[Data provided — start]

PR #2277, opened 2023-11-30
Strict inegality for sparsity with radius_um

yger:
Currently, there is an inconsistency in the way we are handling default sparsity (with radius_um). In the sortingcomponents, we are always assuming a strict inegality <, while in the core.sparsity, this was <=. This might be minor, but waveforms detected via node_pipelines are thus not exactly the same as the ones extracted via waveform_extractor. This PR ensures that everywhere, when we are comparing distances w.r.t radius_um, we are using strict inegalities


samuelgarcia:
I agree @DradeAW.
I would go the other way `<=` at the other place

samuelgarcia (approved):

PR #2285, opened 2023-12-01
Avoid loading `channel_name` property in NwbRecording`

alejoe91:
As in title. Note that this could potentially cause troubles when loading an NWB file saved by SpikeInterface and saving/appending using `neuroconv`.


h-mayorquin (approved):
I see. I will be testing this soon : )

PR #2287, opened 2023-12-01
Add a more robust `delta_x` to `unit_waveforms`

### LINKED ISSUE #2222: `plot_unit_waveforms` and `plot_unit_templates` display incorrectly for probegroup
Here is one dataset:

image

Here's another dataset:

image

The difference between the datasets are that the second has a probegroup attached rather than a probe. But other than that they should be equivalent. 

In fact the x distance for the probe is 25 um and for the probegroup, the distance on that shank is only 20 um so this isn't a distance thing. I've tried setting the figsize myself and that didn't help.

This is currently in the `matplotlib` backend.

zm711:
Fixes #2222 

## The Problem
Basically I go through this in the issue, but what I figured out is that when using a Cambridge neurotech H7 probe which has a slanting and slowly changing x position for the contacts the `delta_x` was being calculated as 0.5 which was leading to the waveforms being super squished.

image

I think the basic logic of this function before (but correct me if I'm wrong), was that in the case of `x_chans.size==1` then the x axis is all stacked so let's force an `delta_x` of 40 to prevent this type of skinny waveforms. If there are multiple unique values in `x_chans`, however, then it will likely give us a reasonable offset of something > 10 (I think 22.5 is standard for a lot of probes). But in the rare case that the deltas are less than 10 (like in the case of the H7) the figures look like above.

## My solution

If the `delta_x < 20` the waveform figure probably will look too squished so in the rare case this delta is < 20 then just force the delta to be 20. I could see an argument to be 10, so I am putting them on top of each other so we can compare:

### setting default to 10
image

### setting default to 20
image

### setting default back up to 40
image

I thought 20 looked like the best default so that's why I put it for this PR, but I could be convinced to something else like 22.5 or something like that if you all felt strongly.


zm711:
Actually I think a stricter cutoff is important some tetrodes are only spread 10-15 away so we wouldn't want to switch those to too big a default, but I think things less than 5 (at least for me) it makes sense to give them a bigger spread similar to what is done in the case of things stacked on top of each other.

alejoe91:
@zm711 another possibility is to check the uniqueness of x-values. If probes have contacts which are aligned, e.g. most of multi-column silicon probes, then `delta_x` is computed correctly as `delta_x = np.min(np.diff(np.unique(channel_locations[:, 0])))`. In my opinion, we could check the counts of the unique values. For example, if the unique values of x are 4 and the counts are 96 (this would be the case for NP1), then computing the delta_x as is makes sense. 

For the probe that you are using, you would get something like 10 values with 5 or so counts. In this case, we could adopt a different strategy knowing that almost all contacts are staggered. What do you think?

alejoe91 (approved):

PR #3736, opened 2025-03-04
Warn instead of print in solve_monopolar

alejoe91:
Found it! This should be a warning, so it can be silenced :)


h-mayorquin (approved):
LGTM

[Data provided — finish]
[Data provided — start]

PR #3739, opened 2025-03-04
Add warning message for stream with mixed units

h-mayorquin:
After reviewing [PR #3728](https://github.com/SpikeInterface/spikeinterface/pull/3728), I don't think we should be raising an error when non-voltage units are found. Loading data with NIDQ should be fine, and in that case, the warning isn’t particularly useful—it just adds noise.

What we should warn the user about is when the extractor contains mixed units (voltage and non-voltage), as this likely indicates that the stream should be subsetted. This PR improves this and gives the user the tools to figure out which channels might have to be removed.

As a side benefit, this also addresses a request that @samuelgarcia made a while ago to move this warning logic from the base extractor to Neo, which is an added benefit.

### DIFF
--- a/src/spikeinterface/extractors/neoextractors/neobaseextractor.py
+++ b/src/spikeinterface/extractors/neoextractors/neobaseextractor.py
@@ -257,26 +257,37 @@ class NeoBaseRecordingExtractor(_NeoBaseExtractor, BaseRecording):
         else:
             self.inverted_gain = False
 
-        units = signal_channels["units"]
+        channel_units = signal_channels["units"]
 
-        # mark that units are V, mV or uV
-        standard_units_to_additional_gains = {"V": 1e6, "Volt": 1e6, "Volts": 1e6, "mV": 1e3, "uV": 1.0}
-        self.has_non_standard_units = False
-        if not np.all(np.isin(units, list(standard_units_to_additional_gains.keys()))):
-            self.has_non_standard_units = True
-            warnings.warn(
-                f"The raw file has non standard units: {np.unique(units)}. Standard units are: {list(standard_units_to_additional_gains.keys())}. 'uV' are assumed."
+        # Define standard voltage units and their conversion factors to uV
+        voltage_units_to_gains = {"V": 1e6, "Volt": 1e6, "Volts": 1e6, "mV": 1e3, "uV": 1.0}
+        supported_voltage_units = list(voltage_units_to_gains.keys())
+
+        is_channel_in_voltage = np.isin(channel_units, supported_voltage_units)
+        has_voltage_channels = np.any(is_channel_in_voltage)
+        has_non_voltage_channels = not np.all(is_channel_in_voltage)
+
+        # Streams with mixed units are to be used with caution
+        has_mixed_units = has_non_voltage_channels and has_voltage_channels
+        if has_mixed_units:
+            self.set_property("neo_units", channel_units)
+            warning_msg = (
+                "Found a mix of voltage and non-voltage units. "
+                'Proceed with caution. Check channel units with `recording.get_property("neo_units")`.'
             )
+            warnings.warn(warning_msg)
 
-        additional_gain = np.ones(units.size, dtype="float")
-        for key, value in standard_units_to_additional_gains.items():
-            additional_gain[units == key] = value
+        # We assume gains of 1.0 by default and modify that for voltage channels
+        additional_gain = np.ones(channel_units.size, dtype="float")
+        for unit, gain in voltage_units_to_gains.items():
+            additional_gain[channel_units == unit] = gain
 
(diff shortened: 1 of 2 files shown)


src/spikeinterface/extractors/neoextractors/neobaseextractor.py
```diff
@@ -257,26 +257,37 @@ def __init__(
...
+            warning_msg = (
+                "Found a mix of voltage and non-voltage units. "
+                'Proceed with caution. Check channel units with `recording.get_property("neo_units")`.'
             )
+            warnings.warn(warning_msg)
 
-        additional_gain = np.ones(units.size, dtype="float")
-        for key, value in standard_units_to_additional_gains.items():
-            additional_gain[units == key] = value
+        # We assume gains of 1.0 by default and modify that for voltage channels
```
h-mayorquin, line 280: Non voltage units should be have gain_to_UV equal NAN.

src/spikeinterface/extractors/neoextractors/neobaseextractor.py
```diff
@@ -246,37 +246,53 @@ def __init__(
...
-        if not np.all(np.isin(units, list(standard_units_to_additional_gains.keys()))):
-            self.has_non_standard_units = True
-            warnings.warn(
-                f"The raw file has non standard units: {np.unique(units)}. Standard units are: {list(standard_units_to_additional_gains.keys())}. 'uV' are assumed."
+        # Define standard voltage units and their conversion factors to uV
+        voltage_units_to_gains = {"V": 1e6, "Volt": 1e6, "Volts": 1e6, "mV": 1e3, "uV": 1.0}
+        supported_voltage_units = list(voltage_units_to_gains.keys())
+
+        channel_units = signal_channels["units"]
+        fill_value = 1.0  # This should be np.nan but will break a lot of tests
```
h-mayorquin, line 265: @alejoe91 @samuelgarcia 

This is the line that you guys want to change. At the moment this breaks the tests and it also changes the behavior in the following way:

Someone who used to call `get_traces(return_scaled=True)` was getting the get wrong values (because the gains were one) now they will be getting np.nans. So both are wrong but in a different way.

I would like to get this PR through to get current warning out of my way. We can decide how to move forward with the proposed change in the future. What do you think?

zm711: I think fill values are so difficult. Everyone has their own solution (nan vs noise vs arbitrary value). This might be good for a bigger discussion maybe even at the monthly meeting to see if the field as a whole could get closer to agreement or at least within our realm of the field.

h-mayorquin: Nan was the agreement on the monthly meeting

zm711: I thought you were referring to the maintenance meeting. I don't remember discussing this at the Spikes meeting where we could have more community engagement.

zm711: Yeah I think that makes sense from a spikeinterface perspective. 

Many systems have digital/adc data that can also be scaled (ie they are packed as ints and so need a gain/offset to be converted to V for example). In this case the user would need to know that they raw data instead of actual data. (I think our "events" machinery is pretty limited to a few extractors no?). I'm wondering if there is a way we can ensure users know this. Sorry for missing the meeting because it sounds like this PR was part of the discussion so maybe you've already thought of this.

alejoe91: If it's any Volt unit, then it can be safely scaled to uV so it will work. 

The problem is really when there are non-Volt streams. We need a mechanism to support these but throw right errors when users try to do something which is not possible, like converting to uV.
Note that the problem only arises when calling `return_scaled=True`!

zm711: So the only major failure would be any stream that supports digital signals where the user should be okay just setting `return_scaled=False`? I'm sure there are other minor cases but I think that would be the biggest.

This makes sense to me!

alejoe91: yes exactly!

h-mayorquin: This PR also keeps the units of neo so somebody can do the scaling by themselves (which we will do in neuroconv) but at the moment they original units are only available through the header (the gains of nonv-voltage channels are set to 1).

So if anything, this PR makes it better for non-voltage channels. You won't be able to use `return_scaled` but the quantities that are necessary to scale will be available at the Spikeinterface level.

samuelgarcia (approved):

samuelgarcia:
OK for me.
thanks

[Data provided — finish]
[Data provided — start]

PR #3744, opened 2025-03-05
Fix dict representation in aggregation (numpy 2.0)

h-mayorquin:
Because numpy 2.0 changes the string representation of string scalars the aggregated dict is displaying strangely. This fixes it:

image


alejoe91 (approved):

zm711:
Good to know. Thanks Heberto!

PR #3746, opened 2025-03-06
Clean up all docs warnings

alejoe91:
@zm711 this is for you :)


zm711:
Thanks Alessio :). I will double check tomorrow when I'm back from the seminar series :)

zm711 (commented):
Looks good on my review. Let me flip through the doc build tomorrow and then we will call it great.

[Data provided — finish]

> [What needs to be done]: Repeat, exactly as they stand above, the lines from the line with "I agree @DradeAW." to the line with "## The Problem", both lines included.

> [Solution to the problem]:
I agree @DradeAW.
I would go the other way `<=` at the other place

samuelgarcia (approved):

PR #2285, opened 2023-12-01
Avoid loading `channel_name` property in NwbRecording`

alejoe91:
As in title. Note that this could potentially cause troubles when loading an NWB file saved by SpikeInterface and saving/appending using `neuroconv`.


h-mayorquin (approved):
I see. I will be testing this soon : )

PR #2287, opened 2023-12-01
Add a more robust `delta_x` to `unit_waveforms`

### LINKED ISSUE #2222: `plot_unit_waveforms` and `plot_unit_templates` display incorrectly for probegroup
Here is one dataset:

image

Here's another dataset:

image

The difference between the datasets are that the second has a probegroup attached rather than a probe. But other than that they should be equivalent. 

In fact the x distance for the probe is 25 um and for the probegroup, the distance on that shank is only 20 um so this isn't a distance thing. I've tried setting the figsize myself and that didn't help.

This is currently in the `matplotlib` backend.

zm711:
Fixes #2222 

## The Problem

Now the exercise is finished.